> [Records for this exercise]
__________________________________________________

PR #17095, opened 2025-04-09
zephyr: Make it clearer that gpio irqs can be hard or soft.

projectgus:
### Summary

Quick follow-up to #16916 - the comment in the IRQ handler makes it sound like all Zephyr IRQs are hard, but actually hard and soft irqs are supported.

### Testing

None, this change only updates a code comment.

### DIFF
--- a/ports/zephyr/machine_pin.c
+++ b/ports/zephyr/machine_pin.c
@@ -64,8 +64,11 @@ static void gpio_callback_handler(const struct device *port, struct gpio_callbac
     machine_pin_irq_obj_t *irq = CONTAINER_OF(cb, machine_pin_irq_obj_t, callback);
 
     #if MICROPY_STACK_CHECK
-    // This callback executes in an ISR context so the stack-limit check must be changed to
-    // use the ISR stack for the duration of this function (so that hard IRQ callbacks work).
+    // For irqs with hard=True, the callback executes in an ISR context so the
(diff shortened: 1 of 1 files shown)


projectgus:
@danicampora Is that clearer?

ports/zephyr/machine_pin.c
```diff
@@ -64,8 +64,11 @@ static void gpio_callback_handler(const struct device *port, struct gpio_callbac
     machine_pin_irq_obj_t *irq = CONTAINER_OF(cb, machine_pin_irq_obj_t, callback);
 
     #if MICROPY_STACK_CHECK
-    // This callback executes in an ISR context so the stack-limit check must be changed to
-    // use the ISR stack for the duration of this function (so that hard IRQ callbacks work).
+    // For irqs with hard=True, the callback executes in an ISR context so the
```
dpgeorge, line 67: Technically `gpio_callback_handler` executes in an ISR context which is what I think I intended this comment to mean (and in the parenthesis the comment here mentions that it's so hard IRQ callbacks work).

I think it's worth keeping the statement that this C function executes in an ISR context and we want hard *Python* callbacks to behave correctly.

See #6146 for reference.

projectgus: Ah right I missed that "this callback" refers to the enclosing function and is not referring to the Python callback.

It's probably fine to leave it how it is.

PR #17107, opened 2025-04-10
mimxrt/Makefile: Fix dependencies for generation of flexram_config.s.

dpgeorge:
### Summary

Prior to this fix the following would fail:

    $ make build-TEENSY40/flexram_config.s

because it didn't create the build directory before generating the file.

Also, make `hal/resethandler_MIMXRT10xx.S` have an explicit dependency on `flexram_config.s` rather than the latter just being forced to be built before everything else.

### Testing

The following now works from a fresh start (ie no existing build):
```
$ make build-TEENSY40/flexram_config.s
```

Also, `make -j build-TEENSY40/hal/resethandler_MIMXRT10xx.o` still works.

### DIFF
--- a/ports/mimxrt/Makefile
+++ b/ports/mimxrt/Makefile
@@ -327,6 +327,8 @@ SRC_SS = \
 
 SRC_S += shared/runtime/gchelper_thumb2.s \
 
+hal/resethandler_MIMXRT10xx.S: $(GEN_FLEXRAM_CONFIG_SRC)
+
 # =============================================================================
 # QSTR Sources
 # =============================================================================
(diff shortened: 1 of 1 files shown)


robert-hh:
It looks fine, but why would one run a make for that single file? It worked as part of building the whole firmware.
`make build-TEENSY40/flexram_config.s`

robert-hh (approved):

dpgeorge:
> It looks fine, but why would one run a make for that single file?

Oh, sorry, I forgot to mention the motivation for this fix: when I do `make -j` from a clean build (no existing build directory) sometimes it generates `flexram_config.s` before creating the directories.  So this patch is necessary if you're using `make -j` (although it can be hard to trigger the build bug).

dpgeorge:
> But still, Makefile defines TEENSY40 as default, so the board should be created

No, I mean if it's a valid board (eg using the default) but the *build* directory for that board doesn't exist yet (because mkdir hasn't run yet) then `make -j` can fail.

__________________________________________________

> [What is needed] All of the entries are to be set down again without alteration.

> [Task output]
PR #17095, opened 2025-04-09
zephyr: Make it clearer that gpio irqs can be hard or soft.

projectgus:
### Summary

Quick follow-up to #16916 - the comment in the IRQ handler makes it sound like all Zephyr IRQs are hard, but actually hard and soft irqs are supported.

### Testing

None, this change only updates a code comment.

### DIFF
--- a/ports/zephyr/machine_pin.c
+++ b/ports/zephyr/machine_pin.c
@@ -64,8 +64,11 @@ static void gpio_callback_handler(const struct device *port, struct gpio_callbac
     machine_pin_irq_obj_t *irq = CONTAINER_OF(cb, machine_pin_irq_obj_t, callback);
 
     #if MICROPY_STACK_CHECK
-    // This callback executes in an ISR context so the stack-limit check must be changed to
-    // use the ISR stack for the duration of this function (so that hard IRQ callbacks work).
+    // For irqs with hard=True, the callback executes in an ISR context so the
(diff shortened: 1 of 1 files shown)


projectgus:
@danicampora Is that clearer?

ports/zephyr/machine_pin.c
```diff
@@ -64,8 +64,11 @@ static void gpio_callback_handler(const struct device *port, struct gpio_callbac
     machine_pin_irq_obj_t *irq = CONTAINER_OF(cb, machine_pin_irq_obj_t, callback);
 
     #if MICROPY_STACK_CHECK
-    // This callback executes in an ISR context so the stack-limit check must be changed to
-    // use the ISR stack for the duration of this function (so that hard IRQ callbacks work).
+    // For irqs with hard=True, the callback executes in an ISR context so the
```
dpgeorge, line 67: Technically `gpio_callback_handler` executes in an ISR context which is what I think I intended this comment to mean (and in the parenthesis the comment here mentions that it's so hard IRQ callbacks work).

I think it's worth keeping the statement that this C function executes in an ISR context and we want hard *Python* callbacks to behave correctly.

See #6146 for reference.

projectgus: Ah right I missed that "this callback" refers to the enclosing function and is not referring to the Python callback.

It's probably fine to leave it how it is.

PR #17107, opened 2025-04-10
mimxrt/Makefile: Fix dependencies for generation of flexram_config.s.

dpgeorge:
### Summary

Prior to this fix the following would fail:

    $ make build-TEENSY40/flexram_config.s

because it didn't create the build directory before generating the file.

Also, make `hal/resethandler_MIMXRT10xx.S` have an explicit dependency on `flexram_config.s` rather than the latter just being forced to be built before everything else.

### Testing

The following now works from a fresh start (ie no existing build):
```
$ make build-TEENSY40/flexram_config.s
```

Also, `make -j build-TEENSY40/hal/resethandler_MIMXRT10xx.o` still works.

### DIFF
--- a/ports/mimxrt/Makefile
+++ b/ports/mimxrt/Makefile
@@ -327,6 +327,8 @@ SRC_SS = \
 
 SRC_S += shared/runtime/gchelper_thumb2.s \
 
+hal/resethandler_MIMXRT10xx.S: $(GEN_FLEXRAM_CONFIG_SRC)
+
 # =============================================================================
 # QSTR Sources
 # =============================================================================
(diff shortened: 1 of 1 files shown)


robert-hh:
It looks fine, but why would one run a make for that single file? It worked as part of building the whole firmware.
`make build-TEENSY40/flexram_config.s`

robert-hh (approved):

dpgeorge:
> It looks fine, but why would one run a make for that single file?

Oh, sorry, I forgot to mention the motivation for this fix: when I do `make -j` from a clean build (no existing build directory) sometimes it generates `flexram_config.s` before creating the directories.  So this patch is necessary if you're using `make -j` (although it can be hard to trigger the build bug).

dpgeorge:
> But still, Makefile defines TEENSY40 as default, so the board should be created

No, I mean if it's a valid board (eg using the default) but the *build* directory for that board doesn't exist yet (because mkdir hasn't run yet) then `make -j` can fail.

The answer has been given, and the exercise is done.